What you have to do:
When the word "vector" shows up in a line of the data below, copy that whole line.
--- The input Enclosed Below ---
PR #198, opened 2019-05-28
Adding Monte-Carlo Pi sample

GeorgeWeb:
Adding a new sample: **Monte-Carlo Pi** approximation algorithm, that makes use of `info::kernel_work_group::work_group_size` & `info::device::max_work_group_size` 
to query if the kernel can be executed.

### DIFF
--- a/samples/monte-carlo-pi/monte-carlo-pi.cpp
+++ b/samples/monte-carlo-pi/monte-carlo-pi.cpp
@@ -107,7 +107,7 @@ size_t get_best_work_group_size(size_t work_group_size,
                                 const sycl::kernel& kernel) {
   if (device.is_host()) {
     /* Maximum Work-Group Size on selected device.
-     * (See: sycl-1.2.1.pdf: p.180, table 4.85) */
+     * (See: sycl-1.2.1.pdf: p.62, table 4.20) */
     const size_t max_device_work_group_size =
         device.get_info<cl::sycl::info::device::max_work_group_size>();
     /* Check if the desired work-group size will be allowed on the host device
--- a/samples/monte-carlo-pi/monte-carlo-pi.cpp
+++ b/samples/monte-carlo-pi/monte-carlo-pi.cpp
@@ -1,0 +1,229 @@
+/***************************************************************************
+ *
+ *  Copyright (C) 2019 Codeplay Software Limited
+ *  Licensed under the Apache License, Version 2.0 (the "License");
+ *  you may not use this file except in compliance with the License.
+ *  You may obtain a copy of the License at
+ *
+ *      http://www.apache.org/licenses/LICENSE-2.0
+ *
+ *  For your convenience, a copy of the License has been included in this
+ *  repository.
+ *
+ *  Unless required by applicable law or agreed to in writing, software
+ *  distributed under the License is distributed on an "AS IS" BASIS,
+ *  WITHOUT WARRANTIES OR CONDITIONS OF ANY KIND, either express or implied.
+ *  See the License for the specific language governing permissions and
+ *  limitations under the License.
+ *
+ *  Codeplay's ComputeCpp SDK
+ *
+ *  monte-carlo-pi.cpp
+ *
+ *  Description:
+ *    Example of Monte-Carlo Pi approxamtion algorithm in SYCL.
+ *    Also demonstrating how to query the maximum number of work-items in a
+ *    work-group to check if a kernel can be executed with the initially set
+ *    size.
+ *
+ *
+ **************************************************************************/
+
+#include <CL/sycl.hpp>
+
+// Standard C++ includes
+#include <iostream>
+#include <random>
+#include <typeinfo>
+#include <vector>
+
+namespace sycl = cl::sycl;
+
+// Monte-Carlo Pi SYCL C++ functor
+class monte_carlo_pi_kernel {
+  template <typename dataT>
+  using read_const_accessor =
+      sycl::accessor<dataT, 1, sycl::access::mode::read,
+                     sycl::access::target::constant_buffer>;
+  template <typename dataT>
+  using write_global_accessor =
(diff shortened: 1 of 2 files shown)


samples/monte-carlo-pi/monte-carlo-pi.cpp
```diff
@@ -0,0 +1,255 @@
...
+  std::vector<sycl::cl_int> results;
+
+  // Generate random points on the host - one point for each thread
+  std::vector<sycl::float2> points;
+  points.reserve(iterations);
+  // fill up with random values
+  std::random_device r;
+  std::default_random_engine e(r());
+  std::uniform_real_distribution<float> dist;
+  for (size_t i = 0; i < iterations; i++) {
```
DuncanMcBain: It's not necessary, but you could use `std::generate` here.

samples/monte-carlo-pi/monte-carlo-pi.cpp
```diff
@@ -0,0 +1,255 @@
...
+                                sycl::access::target::constant_buffer>(cgh);
+      auto results_ptr = results_buf.get_access<sycl::access::mode::write>(cgh);
+      // Allocate local memory on the device (to compute results)
+      sycl::accessor<sycl::cl_int, 1, sycl::access::mode::write,
+                     sycl::access::target::local>
+          local_results_ptr(sycl::range<1>(local_size), cgh);
+
+      // Run the kernel
+      cgh.parallel_for(
+          program.get_kernel<monte_carlo_pi_kernel>(),
```
DuncanMcBain: `kernel` is still in scope here

samples/monte-carlo-pi/monte-carlo-pi.cpp
```diff
@@ -0,0 +1,255 @@
...
+
+  // Sum the results (auto copied back to host)
+  int in_circle = 0;
+  for (auto& result : results) {
+    in_circle += result;
+  }
+
+  // Calculate the final result of "pi"
+  float pi =
+      (4.0f * static_cast<float>(in_circle)) / static_cast<float>(iterations);
```
DuncanMcBain: You should be able to remove the static casts here since at least one of the operands is a float.

samples/monte-carlo-pi/monte-carlo-pi.cpp
```diff
@@ -0,0 +1,255 @@
...
+                << max_kernel_work_group_size << "\n\n";
+      return max_kernel_work_group_size;
+    }
+    // otherwise, the work-size will stay the originally desired one
+    return work_group_size;
+  }
+}
+
+int main() {
+  /* 2 ^ 20 = 262144, large enough and is not going to cause memory allocation
```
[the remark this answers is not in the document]
GeorgeWeb: This makes sense. In that case, should I remove both comments describing the chosen sizes (```iterations``` and ```work_group_size``` - desired one) ?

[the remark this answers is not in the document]
DuncanMcBain: With a good enough name and size, the comment is really only rephrasing what the code says - so I'd say it's fine to remove the comments, as that's just something else to keep in sync.

samples/monte-carlo-pi/monte-carlo-pi.cpp
```diff
@@ -0,0 +1,255 @@
...
+  template <typename dataT>
+  using read_const_accessor =
+      sycl::accessor<dataT, 1, sycl::access::mode::read,
+                     sycl::access::target::constant_buffer>;
+  template <typename dataT>
+  using write_global_accessor =
+      sycl::accessor<dataT, 1, sycl::access::mode::write,
+                     sycl::access::target::global_buffer>;
+  template <typename dataT>
+  using write_local_accessor =
```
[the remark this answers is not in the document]
ProGTX: Local accessors can only have read-write access, ComputeCpp will soon fail to compile with anything else.

samples/monte-carlo-pi/monte-carlo-pi.cpp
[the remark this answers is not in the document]
GeorgeWeb: Hmm, would `iterations = 1024 * 1024` and `work_group_size = 1024` be a viable change to make the current size definitions more obvious to readers?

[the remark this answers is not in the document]
DuncanMcBain: If you like. 1<<10 and 1 << 20 are also clear. I was just noting that the comment was slightly misleading.

samples/monte-carlo-pi/monte-carlo-pi.cpp
```diff
@@ -0,0 +1,248 @@
...
+  constexpr size_t iterations = 1 << 20;
+  size_t work_group_size = 1 << 10;
+
+  // Container for the sum calculated per each work-group.
+  std::vector<sycl::cl_int> results;
+
+  // Generate random points on the host - one point for each thread
+  std::vector<sycl::float2> points(iterations);
+  // Fill up with (pseudo) random values in the range: [0, 1]
+  std::generate(points.begin(), points.end(), []() {
```
DuncanMcBain: Since this is a lambda, I think it is better to create the random device and distribution etc. outside of the generate call and have them captured by reference inside the lambda.

GeorgeWeb: Definitely better! My initial idea was to have it defined `static` inside so it is slightly more compact, I mean same lines of code but seem more as a part of the lambda but I see how this was not a really good idea. 

Actually, if I have enclosed the whole random generation operation in a scope `{}` would've still done it for me but I guess I didn't think about it as much at the time. 

Anyway, I will just do as suggested. No need to debate on style or this will never get merged lol.

DuncanMcBain: Yeah the way you have it now is perfect!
--- End of Enclosed The input ---
Response to the exercise:
+#include <vector>
+  std::vector<sycl::cl_int> results;
+  std::vector<sycl::float2> points;
+  std::vector<sycl::cl_int> results;
+  std::vector<sycl::float2> points(iterations);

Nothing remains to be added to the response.